EXERCISE —
Pull out every line below containing the word "PreemptionVictimScope".

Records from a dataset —

————————

PR #13615, opened 2026-08-07
feat(BA-7283): expose resource group is_default through the create/update API

fregataa:
## Summary
- `scaling_groups.is_default` landed schema-only in BA-6824, so the default resource group could only be changed by writing to the database directly. This wires the flag through the write paths: the v2 create/update DTOs, the adapter, `ScalingGroupCreatorSpec` / `ScalingGroupStatusUpdaterSpec`, the GraphQL create/update inputs, and the admin CLI (`create --is-default` plus a new `update` command).
- The partial unique index still permits a single default, so promoting a group while another one holds the flag is rejected — the default is switched by clearing the old one first. `ScalingGroupUpdaterSpec` now carries an `integrity_error_checks` entry that maps the `uq_scaling_groups_is_default` violation to a 400 (`DefaultScalingGroupAlreadyExists`) instead of leaking the raw unique-violation error.
- The CLI `update` command targets `PATCH /v2/resource-groups/{name}/config` rather than the plain update endpoint, because the latter treats an omitted `description` as "clear it" (see the note below).

## Test plan
- [x] `pants test tests/unit/manager/repositories/scaling_group::` — four real-DB cases covering `is_default` true/false against another default existing/not existing
- [x] `pants test tests/unit/common/dto/manager/v2/resource_group::`
- [x] Verify against a live server: `./bai admin resource-group update <name> --is-default`, then confirm the second promotion returns 400 until the first is cleared

## Note for reviewers
Two pre-existing issues were left untouched here:
- `ResourceGroupAdapter.update()` inverts the SENTINEL convention for `description` (SENTINEL clears, `None` keeps), the opposite of every other adapter. Combined with the SDK's `exclude_unset` serialization, a PATCH that omits `description` wipes it.
- `ScalingGroupCreatorSpec.integrity_error_checks` matches any unique violation without filtering on the constraint name, so creating a group with `is_default=true` while another default exists reports "Duplicate scaling group name".

Resolves BA-7283

----
📚 Documentation preview 📚: https://sorna--13615.org.readthedocs.build/en/13615/

----
📚 Documentation preview 📚: https://sorna-ko--13615.org.readthedocs.build/ko/13615/

### DIFF
--- a/src/ai/backend/client/cli/v2/admin/resource_group.py
+++ b/src/ai/backend/client/cli/v2/admin/resource_group.py
@@ -114,7 +114,8 @@ def get(name: str) -> None:
 @click.option("--domain-name", required=True, help="Domain name.")
 @click.option("--description", default=None, help="Description.")
 @click.option(
-    "--is-default/--no-is-default",
+    "--set-default/--unset-default",
+    "is_default",
     default=False,
     help="Make this the default resource group. Clear the current default first.",
 )
@@ -154,7 +155,8 @@ def create(name: str, domain_name: str, description: str | None, is_default: boo
     help="Whether the resource group is visible to all users.",
 )
 @click.option(
-    "--is-default/--no-is-default",
+    "--set-default/--unset-default",
+    "is_default",
     default=None,
     help="Make this the default resource group. Clear the current default first.",
 )
--- a/src/ai/backend/client/cli/v2/admin/resource_group.py
+++ b/src/ai/backend/client/cli/v2/admin/resource_group.py
@@ -113,7 +113,12 @@ def get(name: str) -> None:
 @click.option("--name", required=True, help="Resource group name.")
 @click.option("--domain-name", required=True, help="Domain name.")
 @click.option("--description", default=None, help="Description.")
-def create(name: str, domain_name: str, description: str | None) -> None:
+@click.option(
+    "--is-default/--no-is-default",
+    default=False,
+    help="Make this the default resource group. Clear the current default first.",
+)
+def create(name: str, domain_name: str, description: str | None, is_default: bool) -> None:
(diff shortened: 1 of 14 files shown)


src/ai/backend/client/cli/v2/admin/resource_group.py
```diff
@@ -113,7 +113,12 @@ async def _run() -> None:
 @click.option("--name", required=True, help="Resource group name.")
 @click.option("--domain-name", required=True, help="Domain name.")
 @click.option("--description", default=None, help="Description.")
-def create(name: str, domain_name: str, description: str | None) -> None:
+@click.option(
+    "--is-default/--no-is-default",
```
HyeockJinKim: no is default is so wierd

src/ai/backend/client/cli/v2/admin/resource_group.py
```diff
@@ -125,6 +131,58 @@ async def _run() -> None:
...
+@click.option(
+    "--is-active/--no-is-active",
+    default=None,
+    help="Whether the resource group accepts new sessions.",
+)
+@click.option(
+    "--is-public/--no-is-public",
+    default=None,
+    help="Whether the resource group is visible to all users.",
+)
```
seedspirit, line 158: Is prefix seems it returns bool result. Are there any other good ways to say this?

HyeockJinKim: I think we should keep it simple here, with options like "set active," "set inactive," "set public," and "unset public."

fregataa: I changed them to set-active/unset-active, set-public/unset-public

HyeockJinKim (approved):

PR #13654, opened 2026-08-09
feat(BA-7308): add configurable preemption victim scope to resource groups

HyeockJinKim:
## Summary
- Add `PreemptionVictimScope` (`user` / `project` / `domain` / `resource-group`, default `user`) to the resource group preemption config, letting admins choose which sessions may become preemption victims for a pending session. The JSON `scheduler_opts` column needs no migration and existing groups keep the current per-user behavior.
- Generalize the victim-candidate snapshot from per-user to per-scope-key: `WorkloadMeta.preemption_scope_key` is the single key derivation shared by the loader's grouping and the provisioner's lookup, and the candidate query matches/groups on the scope's session column (`RESOURCE_GROUP` degenerates to one group-wide key with no matching column). The strict `job_priority` comparison is unchanged and applies within every scope.
- Expose `victim_scope` through the v2 DTOs, GraphQL types (marked `Added in 26.8.1.`), the adapter, and the scheduler-config updater. `gql_pydantic_type` now restores field descriptions declared with `gql_field`/`gql_added_field` over the DTO descriptions, so field-level version markers render in the SDL.

## Test plan
- [x] Scope scenarios against a real DB: unset/user default, project (same project other users in, other projects out), domain (cross-project in, other domains out), resource-group (whole group in), plus the equal-or-higher-priority exclusion in every scope (`test_preemption_candidates.py`)
- [x] Preemption config update round-trip including `victim_scope` (`test_scaling_group_repository.py`, `test_updaters.py`)
- [x] Selection-layer behavior unchanged under the renamed snapshot types (`test_preemption_selection.py`)

Backport: 26.8

Resolves BA-7308

----
📚 Documentation preview 📚: https://sorna--13654.org.readthedocs.build/en/13654/

----
📚 Documentation preview 📚: https://sorna-ko--13654.org.readthedocs.build/ko/13654/

### DIFF
--- a/src/ai/backend/manager/repositories/scheduler/db_source/db_source.py
+++ b/src/ai/backend/manager/repositories/scheduler/db_source/db_source.py
@@ -43,6 +43,7 @@ from ai.backend.common.types import (
     ClusterMode,
     KernelId,
     PreemptionMode,
+    PreemptionVictimScope,
     ResourceSlot,
     SessionId,
     SessionTypes,
@@ -173,14 +174,15 @@ from ai.backend.manager.views.sokovan.snapshot import (
     ResourceLimit,
     ResourceOccupancySnapshot,
     ResourcePolicySnapshot,
+    ScopeVictimCandidates,
     SessionDependencySnapshot,
     SlotAllocation,
     UserResourceAllocation,
     UserResourceLimit,
-    UserVictimCandidates,
 )
 from ai.backend.manager.views.sokovan.workload import (
     KernelWorkload,
+    PreemptionScopeKey,
     ResourceRequest,
     SessionDependencyInfo,
     SessionGroupPolicy,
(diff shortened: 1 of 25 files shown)


src/ai/backend/manager/repositories/scheduler/db_source/db_source.py
```diff
@@ -1076,10 +1096,58 @@ async def _fetch_preemption_candidates(
...
+            )
+        return _PreemptionScopeMatch(
+            scope_value_columns=[scope_column.label("scope_value")],
+            candidate_filter=sa.or_(
+                *(
+                    sa.and_(scope_column == key, s.c.job_priority < threshold)
+                    for key, threshold in max_pending_priority.items()
+                )
+            ),
+            group_wide_key=None,
```
fregataa, line 1150: It seems possible to remove this `if` branch

HyeockJinKim: I made this change because I thought making an explicit distinction would improve visibility—what other approaches are possible?

fregataa (approved):

seedspirit (approved):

————————

SOLUTION TO THIS TASK —
- Add `PreemptionVictimScope` (`user` / `project` / `domain` / `resource-group`, default `user`) to the resource group preemption config, letting admins choose which sessions may become preemption victims for a pending session. The JSON `scheduler_opts` column needs no migration and existing groups keep the current per-user behavior.
+    PreemptionVictimScope,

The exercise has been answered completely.